1. ## Coordinate systems help!

Show that the line with equation y=2x+5 is a tangent to the ellipse with equation 9x^2+4y^2=36.

2. Hello, rednest!

Show that the line with equation $y\:=\:2x+5\;\;{\color{blue}[1]}$
is a tangent to the ellipse with equation $9x^2+4y^2\:=\:36\;\;{\color{blue}[2]}$
First, find their intersection(s).

Substitute [1] into [2]: . $9x^2 + 4(2x+5)^2 \:=\:36$

. . which simplifies: . $25x^2 + 80x + 64 \:=\:0$

. . and factors: . $(5x + 8)^2\:=\:0$

. . and has one root: . $x \:=\:-\frac{8}{5}$
Substitute into [1] and we get: . $y \:=\:\frac{9}{5}$
The line and ellipse have one common point: . $\left(-\frac{8}{5},\:\frac{9}{5}\right)$

That should be sufficient, but let's check their slopes.

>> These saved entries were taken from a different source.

Issue #17, opened 2024-07-17
Second client doesn't add first Player to the World


nickmeinhold:
I debugged and the NetworkingService is adding the new NetworkUser to the `userAdded` stream.

I suspect the _userAddedStream in TechWorld is being listened to _after_ the userAdded event has already been emitted.

- [ ] Try using a BehaviourSubject or a RelaySubject

PR #487, opened 2026-06-21
feat(movement): WASD v2 — continuous-while-held + diagonals (#17)

nickmeinhold:
## What

Upgrades the discrete keyboard movement from PR #483 to **continuous-while-held** with **diagonals**.

- **Hold to walk**: holding a movement key keeps the player stepping in that direction until released. `TechWorldGame` now tracks the pressed-key set in `onKeyEvent` and auto-repeats in `update(dt)`, instead of moving one cell per physical key-down.
- **Diagonals**: holding two perpendicular keys (e.g. `W`+`D`) moves diagonally; opposing keys on the same axis (`W`+`S`) cancel.
- **No √2 speed boost**: cadence is one cell-step per `PlayerComponent.cellMoveDuration` regardless of cardinal vs diagonal. `movementVelocity` additionally normalises magnitude so diagonal == cardinal — the pure, tested definition of the constraint.

## How it stays safe

Every step still routes through the existing `TechWorld.moveInDirection` → `movePlayerToCell` path (pathfind → collide → animate → broadcast over LiveKit). Keyboard movement inherits collision and remote position sync for free; there is no new wire path and no bypass of pathfinding.

The new logic is split into pure, Flame-free helpers in `keyboard_movement.dart` so each behaviour is unit-tested in isolation:
- `directionForKeys(Set<LogicalKeyboardKey>)` — combines held keys into one `Direction` (diagonals + axis cancellation).
- `movementVelocity(Direction, {speed})` — normalised velocity (no √2 boost).
- `MovementTicker` — cooldown-gated cadence; `tick(dt)` is driven exactly as the game loop would, giving an immediate first step then one per interval.

Move duration is lifted to `PlayerComponent.cellMoveDuration` so the auto-repeat interval and the per-cell animation share one source of truth.

## Tests

- **+18 new tests** (`test/flame/keyboard_movement_v2_test.dart`): combined-direction resolution incl. diagonals & cancellation, diagonal normalisation (magnitude == cardinal), and held-key cadence via `MovementTicker.tick(dt)`.
- ATDD: verified each behaviour's test **fails without its impl** (broke normalisation, ticker, and diagonal resolution in turn; confirmed the matching tests went red), then restored.
- Full suite: **1952 passing** (was 1934). `flutter analyze --fatal-infos` clean on tracked files.

## Lane

Touches only `lib/flame/shared/keyboard_movement.dart`, `lib/flame/tech_world_game.dart`, `lib/flame/components/player_component.dart`, and the new test. No `lib/livekit/**`, bubble/bridge, chat, or timer files.

### DIFF
--- a/lib/flame/components/player_component.dart
+++ b/lib/flame/components/player_component.dart
@@ -65,10 +65,10 @@ class PlayerComponent extends SpriteAnimationGroupComponent<Direction>
 
   /// Duration of a single one-cell [MoveToEffect].
   ///
-  /// Lifted to a named constant so the keyboard auto-repeat cadence
-  /// ([TechWorldGame]'s continuous-while-held tick) can stay in lock-step with
-  /// the per-cell animation: one held-key step is issued per [cellMoveDuration],
-  /// so a key fires exactly when the previous cell-move completes.
+  /// This animation duration *is* the continuous-keyboard-movement cadence:
+  /// [TechWorldGame] issues the next held-key step only once the previous cell
+  /// move has finished (gated on [isMoving]), so a held key walks at exactly one
+  /// cell per [cellMoveDuration] with no separate repeat timer.
   static const double cellMoveDuration = 0.2;
 
   List<MoveEffect> _moveEffects = [];
--- a/lib/flame/components/player_component.dart
+++ b/lib/flame/components/player_component.dart
@@ -160,6 +160,21 @@ class PlayerComponent extends SpriteAnimationGroupComponent<Direction>
         position.y.round() ~/ gridSquareSize,
       );
 
+  /// Whether a cell-move is currently animating.
+  ///
+  /// A [MoveToEffect] is added per path segment by [move] and auto-removed on
+  /// completion (`removeOnFinish` defaults to `true`), so the presence of any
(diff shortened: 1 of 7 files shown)


nickmeinhold:
## 🥊 Cage-match — findings resolved (merging)

Round 1: Maxwell APPROVE · **Kelvin errored (Gemini network ETIMEDOUT)** · **Carnot REQUEST_CHANGES** — 3 real P1s the author + Maxwell missed:
- **P1 cadence:** the isMoving-gate + MovementTicker combo produced stop-wait-step (~0.4s/cell), not continuous. Fixed by deleting the ticker — isMoving alone paces the walk (animation duration == cadence).
- **P1 focus-stranding:** focus checked only in onKeyEvent; mouse/programmatic focus while a key was held kept walking the avatar. Fixed with an isTextFieldFocused() guard at the top of update().
- **P1 diagonal/dead-code:** movementVelocity (the 'no √2 boost' proof) was test-only — runtime diagonals are √2 faster on screen. Deleted the dead helper, reworded to the honest grid-cadence truth; pixel-speed normalisation filed as a design call.

All 3 fixed (commit 190f9dd3), both proofs fail-then-pass verified, 1951 green, analyze clean.

Issue #23, opened 2025-12-27
Create an in-game IDE that you can solve coding challenges in


nickmeinhold:
Robin suggested: 
- an IDE with no code complete or ID
- but you can walk over the claude and ask questions, then walk back
- After each exercise you can choose "that was too easy" or "that was too hard"
- And if you get stuck you can click "This is too hard"
- its like [TMC](https://tmc.mooc.fi/) (test my code) - it has unit tests which test your code and if its correct you get a gold coin (I reckon points and levels)

---

## Sub-tasks
- [ ] #25 - Add code editor component to game world
- [ ] #26 - Create coding challenge system with unit tests  
- [ ] #27 - Add difficulty feedback system (too easy/too hard)
- [ ] #28 - Add 'I'm stuck' button with Claude bot integration
- [ ] #29 - Add points and rewards system for completed challenges

Issue #13, opened 2024-07-17
Listening to PlayersService's userAdded stream throws when new player arrives


nickmeinhold:
When listening to the stream we add a new PlayerComponent to the World but the World hasn't finished loading.

PR #488, opened 2026-06-21
feat(chat): DM quote-reply with display-only quote snapshot

nickmeinhold:
Adds quote-reply to DM threads (task #13, chat lane only). A reply
references the message it replies to via a nullable replyToMessageId
parsed defensively at the wire seam, plus a denormalized
replyToText / replyToSenderName snapshot so the quote renders even when
the original isn't in the local list.

Trust boundary preserved: the reply's senderId is still derived from the
LiveKit transport identity, never the wire payload. The quote snapshot is
display-only (cosmetic, like senderName) and never a trust anchor — a new
test asserts a reply with a spoofed payload senderId is still filed under
the transport identity. Malformed reply fields (wrong type) are coerced to
null rather than thrown, so a bad payload can't tear down the stream.

In-app notifications + unread badge already exist (totalUnreadNotifier,
ConversationListTile unread pill, markConversationRead); this round hardens
them with regression coverage rather than rebuilding.

UI: long-press or "Reply" hint on a DM bubble starts a reply; a "Replying
to X" banner shows above the input with a cancel button; reply bubbles
render the quoted snippet.

Out of scope (separate task #23): the on-map mailbox world-entity unread
indicator (Flame). No lib/flame/** touched.

Tests: model reply round-trip + defensive parse; service send/inbound
reply + forged-senderId-in-reply; new DmThreadView widget test for the
compose/cancel/publish flow. All green (flutter analyze lib test clean;
flutter test 1950 passing).

Co-Authored-By: Claude Opus 4.8 (1M context) <noreply@anthropic.com>

### DIFF
--- a/lib/chat/chat_message.dart
+++ b/lib/chat/chat_message.dart
@@ -8,10 +8,18 @@ class ChatMessage {
     this.participants,
     this.isLocalUser = false,
     this.isBot = false,
+    this.replyToMessageId,
+    this.replyToText,
+    this.replyToSenderName,
     DateTime? timestamp,
   }) : timestamp = timestamp ?? DateTime.now();
 
   /// Reconstruct a [ChatMessage] from a Firestore document map.
+  ///
+  /// Optional fields are parsed defensively with Dart 3 if-case patterns
+  /// rather than blind `as` casts: a malformed value (wrong type, e.g. an int
+  /// where a string is expected) drops the field instead of throwing. This
+  /// matters at the wire/persistence seam where the payload is untrusted.
   factory ChatMessage.fromFirestore(Map<String, dynamic> json) {
     return ChatMessage(
       text: json['text'] as String? ?? '',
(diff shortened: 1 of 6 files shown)


nickmeinhold:
## 🥊 Cage-match round 2 — findings resolved

**Round 1:** Maxwell APPROVE · Kelvin APPROVE · **Carnot REQUEST_CHANGES** (caught a HIGH the other two missed).

**Carnot's HIGH:** `_fetchAndCacheHistory` dropped the reply fields on history rehydration → persisted replies reverted to plain messages after reload. The model round-trip test passed; the bug lived at the *service* re-construct copy-site one layer up. (The group copy-site had the same latent bug — both fixed.)

**All 4 findings fixed (commit d905f189), verified:**
- HIGH: reply fields carried through BOTH DM + group copy-sites; regression tests assert on the **service path** (loadHistory), saw-it-fail confirmed.
- MEDIUM: `fromFirestore` made total — `_parseParticipants` + `_parseTimestamp` fallback, 6 malformed-doc tests (incl. a fully-malformed legacy doc).
- LOW: half-reply API eliminated — `sendDm` takes only `replyTo`, derives id+snapshot together (half-reply unrepresentable).
- NIT: duplicate `_asStringOrNull`/`_stringOrNull` → one `ChatMessage.asStringOrNull`.

1958 tests green · analyze clean. Carnot's blocking HIGH resolved → clearing the hold.

PR #489, opened 2026-06-21
feat(timer): late-joiner catch-up + in-world clock entity (#19)

nickmeinhold:
## Timer v2

Two upgrades to the shared room countdown shipped in #484.

### 1. Late-joiner catch-up (primary — pure correctness)
A participant joining a room **after** a countdown started previously began a fresh full-duration countdown. Now they catch up to the authoritative remaining time.

- `CountdownTimerState` models the countdown against an **absolute end instant**, not a decrementing counter. `remaining` is always re-derived as `endsAt - now()` through an **injectable clock** (DI seam — no wall-clock in tests). New `startAt(DateTime endsAt)` is the late-joiner entry point.
- `TimerService` reconstructs `endsAt = startedAtMillis + duration` from the broadcast `start` message, so a joiner mid-countdown sees the real remaining (e.g. ~40s of a 60s timer started 20s ago), not 60s.
- **No wire change** — the v1 author already shipped `startedAtMillis` on the wire as a hook for exactly this. Messages without a timestamp fall back to a fresh local countdown. An already-expired timer finishes immediately on receipt (alarm + banner), matching an always-present client.
- Bonus: the absolute-end model is self-correcting against skipped ticks (backgrounded tab) — the next tick snaps to the true remaining rather than drifting.

### 2. World-entity clock rendering
- New `CountdownClockComponent` (`lib/flame/components/`) renders the countdown as a positioned Flame entity **in the world** — a wall clock the whole room can read — not only the UI overlay. It's a pure **view** of `CountdownTimerState`: owns no logic, never mutates. Hidden when idle; `mm:ss` while running; a `TIME'S UP` face while the alarm is active. y-priority depth sorting like doors/players.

Obviously, the line has slope 2.

Differentiate [2] implicitly: . $18x + 8y\,\frac{dy}{dx} \:=\:0\quad\Rightarrow\quad \frac{dy}{dx} \:=\:-\frac{9x}{4y}$

At $\left(-\frac{8}{5},\:\frac{9}{5}\right)$, the tangent to the ellipse has slope: . $\frac{dy}{dx} \;=\;-\frac{9\left(-\frac{8}{5}\right)}{4\left(\frac{9}{5}\right)} \;=\;-\frac{-\frac{72}{5}}{\frac{36}{5}} \;=\;2$

. . Their slopes are equal!

Therefore, the line is tangent to the ellipse.